[Input data]
PR #1830, opened 2020-03-09
I/6116

Reinmar:

Other: Introduced support for multi-range selections. Closes ckeditor/ckeditor5#6116.

---

### Additional information

Accompanied with:

* https://github.com/ckeditor/ckeditor5-typing/pull/227
* https://github.com/ckeditor/ckeditor5-table/pull/267

By far the most tricky part of this task. I had to find the right balance between the `deleteContent()` (and hence `insertContent()`) doing reasonable things and overcomplicating them on the cost of maintenance issues and affecting some other cases (mostly: track changes).

By the occam's razor's call I chose the simplest solution – removing code. I removed some quite unnecessary behaviour from `deleteContent()` and hence was able to use the selection's real position in `insertContent()`. 

During the course of action I also stumbled upon a case where the schema's method was leaking out of the limit element and putting selection on a table cell instead. It was visible when pasting a word over multi-cell selection in an *empty* table. I fixed this too.

### DIFF
--- a/src/model/schema.js
+++ b/src/model/schema.js
@@ -672,12 +672,22 @@ export default class Schema {
 
 		let backwardWalker, forwardWalker;
 
+		// Never leave a limit element.
+		const limitElement = position.getAncestors().reverse().find( item => this.isLimit( item ) ) || position.root;
+
 		if ( direction == 'both' || direction == 'backward' ) {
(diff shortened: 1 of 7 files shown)


Reinmar:
Those changes were reviewed already by @scofalik and @oleq. Merging.

PR #1832, opened 2020-03-13
Fixed a crash that was happening in some scenarios when undoing table background change

scofalik:

Fix: Fixed a crash that was happening in some scenarios when undoing table background change. Closes ckeditor/ckeditor5#6265.


Reinmar:
I added integration test in ckeditor/ckeditor5-table@ebbebe4.

PR #1834, opened 2020-03-31
I/6501: Handle intersecting ranges when fixing graveyard selection

jodator:

Fix: Intersecting ranges resulting when fixing graveyard selection no longer breaks the editor. Closes ckeditor/ckeditor5#6501. Closes ckeditor/ckeditor5#6382.

---

### Additional information

PR to merge together: ckeditor/ckeditor5-table#293.

Well, it looks like intersecting ranges will be created on such modifications as in tables: multi-range selection set on table cells and their parent is removed. This would result in many ranges being fixed to the same range (thus intersecting with any other fixed range).

As with other ranges/positions fixes, I am not sure if I have a broad view of this problem. The proposed solution fixes this case and does not break other CKEditor 5 tests buuuut we do not have every case tested.

### DIFF
--- a/tests/model/documentselection.js
+++ b/tests/model/documentselection.js
@@ -1779,7 +1779,7 @@ describe( 'DocumentSelection', () => {
 				expect( selection.getFirstPosition().path ).to.deep.equal( [ 0, 0 ] );
 			} );
 
-			it( 'does not break if multi-range selection is inside text nodes', () => {
+			it( 'handles multi-range selection in a text node by merging it into one range (resulting in collapsed ranges)', () => {
 				const ranges = [
 					new Range( new Position( root, [ 1, 1 ] ), new Position( root, [ 1, 2 ] ) ),
 					new Range( new Position( root, [ 1, 3 ] ), new Position( root, [ 1, 4 ] ) )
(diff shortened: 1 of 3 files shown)


tests/model/documentselection.js
```diff
@@ -1778,6 +1778,63 @@ describe( 'DocumentSelection', () => {
 				// Now it's clear that it's the default range.
 				expect( selection.getFirstPosition().path ).to.deep.equal( [ 0, 0 ] );
 			} );
+
+			it( 'does not break if multi-range selection is inside text nodes', () => {
```
Reinmar, line 1782: "Does not break" does not explain what should actually happen. I prefer explaining what's the expected result.

```suggestion
			it( 'handles multi-range selection in a text node by merging it into one range', () => {
```

Reinmar: BTW, as mentioned in the test description – I'd actually expect the ranges to be merged if they are identical. Would that require a lot of work?

tests/model/documentselection.js
```diff
@@ -1778,6 +1778,63 @@ describe( 'DocumentSelection', () => {
...
+						doc.version
+					)
+				);
+
+				expect( selection.rangeCount ).to.equal( 2 );
+				expect( selection.getFirstPosition().path ).to.deep.equal( [ 1, 1 ] );
+				expect( selection.getLastPosition().path ).to.deep.equal( [ 1, 1 ] );
+			} );
+
+			it( 'does not break if multi-range selection is set on object nodes and resulting ranges will intersect', () => {
```
Reinmar, line 1804: Again – explain what's expected.

Reinmar, line 1804: Again – explain what's expected.

tests/model/documentselection.js
jodator: > I'd actually expect the ranges to be merged if they are identical.

I don't see a need to merging two identical ranges. With intersecting ones I would  have to check.

Issue #757, opened 2021-11-01
Create a default name for the uploaded dataset in the Upload Dataset workflow


dwuthrich:
Users are required to provide a name for the dataset associated with a sampling or analysis area.  This currently is just what the user enters, which will likely be something like "dataset 1".

We should post append the name of the physical thing the dataset is associated with (like we do with other names in the AfS workflows).  

What should happen:  for physical thing named "A1-A [Region of Arcadian Shepards]", the sample name for the digital resource we create in the workflow should be: Dataset 1 (A1-A [Region of Arcadian Shepards])

PR #769, opened 2021-11-03
Auto-generate the dataset name with physical thing suffix, #757

njkim:
with the format of 
`Dataset Name (Physical thing Name)`

If a user typed "XRF dataset"
e.g. XRF dataset (Right hand [Region of Statue A])

If a user decide not to add dataset name it will simply call dataset.
e.g. Dataset (Right hand [Region of Statue A])

### DIFF
--- a/afs/media/css/project.css
+++ b/afs/media/css/project.css
@@ -694,6 +694,15 @@
     text-overflow: ellipsis;
 }
 
+.afs-calculated-datasetname {
+    margin: 5px 0px 15px 0px;
+    padding-left: 15px;
+    height: 36px; 
+    white-space: nowrap;
+    overflow: hidden;
+    text-overflow: ellipsis;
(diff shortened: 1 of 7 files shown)


chiatt (commented):
This looks good - but I noticed a couple of issues. I wasn't able to save the dataset with the default name. I had to first modify the name. Also, after the name was changed, wouldn't get the dirty state if I wanted to change it later to something else.

njkim:
> This looks good - but I noticed a couple of issues. I wasn't able to save the dataset with the default name. I had to first modify the name. Also, after the name was changed, wouldn't get the dirty state if I wanted to change it later to something else.

I pushed a new fixed to the pr. Now the dirty state should be all properly activated. Thanks.

chiatt:
Works like a charm

Issue #739, opened 2021-10-29
Add Type to the digital resource created in image step


chiatt:
Type should be 'Manifest' and in the 'Digital Service' branch, the type should be 'web service'

PR #778, opened 2021-11-04
Create digital resource type / service type, #739

njkim:
The digital resource type and digital resource service type are added when the image service step creates digital resource  in analysis area & sampling workflows. #739


chiatt (approved):
Works as expected

Issue #765, opened 2021-11-02
In sample annotation step, replace spinner with progress info


chiatt:
In sample annotation step, replace spinner with progress info about what is getting saved

PR #782, opened 2021-11-05
Add saving progress info message, #765

njkim:
Analysis Area Annotation step & Sample Taking Sample Location step.
Showing the message `"Saving something ..."`


chiatt (approved):
This looks really good and I think is a much better user experience

Issue #785, opened 2021-11-05
Scrollbars appear below report tabs on Windows


chiatt:
![image.png](https://images.zenhubusercontent.com/57d0a2a4e40e5714b16e73d7/0b508855-130f-4b42-841f-bf434c1c7d48)

chiatt:
Fixed in #786

PR #786, opened 2021-11-05
Set tab container x-axis scroll to auto for windows, re #785

chiatt:
Removes unnecessary horizontal scrollbars beneath report tabs when viewed on Windows Chrome

### DIFF
--- a/afs/media/css/report_templates.css
+++ b/afs/media/css/report_templates.css
@@ -74,7 +74,7 @@
 }
 
 .afs-report-anchor-container {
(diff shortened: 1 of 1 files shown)


njkim (changes requested):
The unnecessary scroll bar was fixed. However, even when the windows size is actually small and the scroll is desirable (or necessary), the scroll does not seem to be working...

njkim (approved):
It works.
(Somehow it did not look like it was working previously, maybe cache.)

Issue #784, opened 2021-11-05
Remove 'Switch Image Service' button in workflows


chiatt:
We can't allow a user to switch their image service during workflows, so we need to remove that option in all workflows with the annotation editor.

![Screen Shot 2021-11-05 at 6.16.11 AM.png](https://images.zenhubusercontent.com/57d0a2a4e40e5714b16e73d7/726162aa-0b66-4e0d-af6f-48e1c93909dc)

PR #788, opened 2021-11-06
Hide switch manifest button during workflow, #784

njkim:


njkim:
> This looks good, but it needs to be applied to the 'upload dataset' workflow as well.

Upload-dataset step is added to css to hide 'switch' button.

chiatt (approved):

Issue #758, opened 2021-11-01
Add activity type to the project info step


chiatt:
The user needs to be able to define the activity type for their project in the new project workflow. This should be added to the project info step.

PR #789, opened 2021-11-06
Add activity type to the new project, #758

njkim:


chiatt (changes requested):
It may be possible to do this by adding a workflowstepclass rather than modifying the graph.

njkim:
> It may be possible to do this by adding a workflowstepclass rather than modifying the graph.

Now utilizing the `workflowstepclass` and graph in package is back unmodified.

chiatt (approved):

PR #792, opened 2021-11-09
Allow for a single feature to be added with iiif annotations

aarongundel:
Modifies the analysis-areas-annotation-step component and the sample-taking-sample-location-step component to only allow for a single feature to be added.  Checks widget config in cards_x_nodes_x_widgets.  Updates that table and default widget template table on package load to turn of multi-feature support.  Multifeature is enabled by default.  

There will need to be an additional feature added to core arches to support this in the base component, if desired.


chiatt (approved):
Looks good to me

Issue #767, opened 2021-11-02
Summary Report does not show latest data of instance


dwuthrich:
A summary report does not necessarily show the data for its instance.  In the following example, the summary report for a group does not display the data associated with the Classification group

See: https://recordit.co/DG2DvvWq91

chiatt:
Fixed in #796

PR #796, opened 2021-11-09
Fix summary report to show exact match, #767

njkim:
Fix the issue that the summary report does not show the value properly, #767


chiatt (approved):
Fixes #767

Issue #776, opened 2021-11-03
AfS Editor Report Template: Group template has error in communication tab


dwuthrich:
The template shows the "contact points" data at the very bottom of the page:
![Screen Shot 2021-11-03 at 3 21 26 PM](https://user-images.githubusercontent.com/815185/140202299-4fbe453b-3115-4a70-a5ff-a95b2a602b13.png)

PR #798, opened 2021-11-09
Group custom report communication tab, #776

njkim:
Fix the issue showing a big gap above the contents, #776


chiatt (approved):
resolves #776

Issue #791, opened 2021-11-09
Unable to delete a geometry in sample location step


chiatt:
In the sample taking workflow deleting a geometry fails with the following error: 
`tile.data[physicalThingPartAnnotationNodeId].features is not a function`

PR #799, opened 2021-11-09
fixes issue where you cannot delete a feature

aarongundel:
Fixes issue where new (unsaved) features cannot be deleted.  After this fix, you can remove features from the feature list if they have not been saved.


chiatt (approved):
Fixes #791

Issue #777, opened 2021-11-03
AfS Editor Report Template: Parthood template only shows a single manifest


dwuthrich:
The template all the parts on the first manifest, instead of showing each manifest and its parts in separate divs, as the summary page in the analysis areas workflow does.

To reproduce:
1. Add a part to a Physical Thing using a manifest
2. Add a second part using a different manifest
3. View the result in the parthood tab and note that all the parts appear on a single image.

What should happen:
Each unique manifest/canvas combination should have its own section (e.g.: image viewer/table pair) in the parthood tab

PR #803, opened 2021-11-10
Update the custom report parthood to show multiple canvas, #777

njkim:
To show the `parts` annotation with the multiple canvases, #777 
Fix the issue of adding all the annotation geometry on one canvas


chiatt (approved):
Looks good to me!

Issue #804, opened 2021-11-11
Datasets created without files


chiatt:
In the dataset workflow, if there are multiple annotations, but only one of them has files associated with it, digital resource instances should only be created for the one with files. However, because of auto-naming, digital resources are created for all of the annotations.

PR #805, opened 2021-11-11
Prevent dataset save for parts with no files or name, re #804

chiatt:
In the upload dataset workflow, prevents the creation of a dataset for parts that do not have files or a name. re #804


njkim (approved):
fixed the issue, works great

Issue #1235, opened 2023-07-30
Ensure relationship types are saved in new project workflow


chiatt:
Ensure that the proper forward and inverse relationship types are saved in new project workflow

PR #1236, opened 2023-07-30
Add relation types for collections, re #1235

chiatt:
Ensures relationship types are defined from a project to its collection and from a thing to its collection. re #1285


aarongundel (approved):
LGTM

[Your assignment]
In the records, how many lines include the string "crash"? The answer is that number alone.

[Expected output]
2